Важнейшей методологической идеей, организующей книгу, стала для автора гадамеровская мысль о том, что движения интерпретации не только углубляют понимание прошлого, но и изменяют оценку историками обстоятельств настоящего.

«Как бог Гермес, историк должен на свой страх и риск спускаться с горы Олимп и отправляться в отдаленные страны, чтобы там сродниться с чуждыми ему обычаями. Но для Гадамера обратный подъем, возможно, даже более важен, так как вернувшись домой, историк обнаруживает себя не только более осведомленным, но и по-новому понимающим историческую природу своего собственного занятия». Это «… слияние горизонтов само производит трансформацию понимания, так как размещает прошлое в другом контексте»[444].

Описание этой «трансформации понимания» стало одной из задач книги.

Рабочая гипотеза автора состояла в том, что полузабытые пьесы (даже если они «неталантливы», схематичны) должны рассказывать о времени более объемно, нежели те, которые органично вписались в управляемый репертуар советского театра, давать иную картину эпохи, нежели та, с которой историки литературы и театра работали ранее. То есть между теми историями, которые рассказаны в канонических советских {418} пьесах, и теми, что остались в относительной безвестности, должен быть ощутим некий «зазор», смысловой сдвиг.

Это предположение оправдалось, и, более того, с принципиальной поправкой: отвергнутые «временем» пьесы на поверку оказались ничуть не менее художественны, а нередко и более ярки, жестки, остры. Например, «Акулина Петрова» А. Воиновой (Сант-Элли) и «Партбилет» А. Завалишина, «Хлам» Е. Зозули и «Город правды» Л. Лунца, «Шарманка» А. Платонова и «Сочувствующий» И. Саркизова-Серазини, «Сусанна Борисовна» Д. Смолина и «Сиволапинская» Д. Чижевского. Попутно выяснилось, что «не печатали» не одного лишь Булгакова, как когда-то казалось в числе прочих и мне, но и многих других драматургов. Совсем не обязательно в этом проявлялась злая воля власти, тому могло стать причиной множество разнообразных обстоятельств. Помимо названных, не были опубликованы некоторые известные пьесы Б. Ромашова, С. Семенова, С. Третьякова. До сих пор текстологически убедительно и полно не изданы даже вещи признанных классиков советской драматургии — А. Афиногенова, В. Шкваркина, Н. Эрдмана, все еще нет отдельного сборника драматических произведений М. Зощенко (между тем их около двух десятков); не напечатаны такие нашумевшие в свое время пьесы, как «Вокруг света на самом себе» и «Лира напрокат» В. Шкваркина, «Наталья Тарпова» С. Семенова, «Матрац» Б. Ромашова, «Партбилет» А. Завалишина, многочисленные драматические сочинения Д. Смолина, Д. Чижевского, Т. Майской, А. Воиновой (Сант-Элли), В. Воинова и др., знакомство с которыми безусловно расширяет и, что еще важнее, уточняет сегодняшние представления о возможностях развития отечественной драматургии первого послереволюционного десятилетия, пусть и не реализовавшихся в полной мере; об эстетических пристрастиях и зарождавшихся новациях эпохи.

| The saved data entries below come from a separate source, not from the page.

PR #191, opened 2022-08-23
Chore/aag 2262 show close button immediately

thomas-james-1986:
This PR adds the immediate close button feature for the refactor


superawesome-common/src/main/java/tv/superawesome/sdk/publisher/common/state/CloseButtonState.kt
```diff
@@ -0,0 +1,13 @@
+package tv.superawesome.sdk.publisher.common.state
+
+enum class CloseButtonState(val value: Int) {
+    Hidden(0), VisibleWithDelay(1), VisibleImmediately(2);
+
+    fun isVisible(): Boolean =
```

Более же дальний пафос работы связан с тем, чтобы проявить близость, родство театроведческого исследования другим гуманитарным наукам, то есть наукам о человеке, — прежде всего истории и теории литературы, культурологии, собственно отечественной истории. Хотелось бы и показать несомненную связь круга идей и событий ушедших десятилетий с актуальными и болезненными проблемами нашей сегодняшней жизни.

{419} Несмотря на то что «система ограничений, предписаний в тоталитарной культуре либо слабо разработана (социализм был литературой без нормативной поэтики), либо не доведена до массового сознания…»[445], тем не менее, пусть и несформулированные, эти законы с достаточной ясностью присутствовали в общественном сознании.

В отличие от массового кинематографа, центральным, формообразующим персонажем которого в эти годы остается традиционный «обольститель», организатором и новым протагонистом современной пьесы, ключевой фигурой складывающегося советского сюжета становится «коммунист» (комсомолец, чекист).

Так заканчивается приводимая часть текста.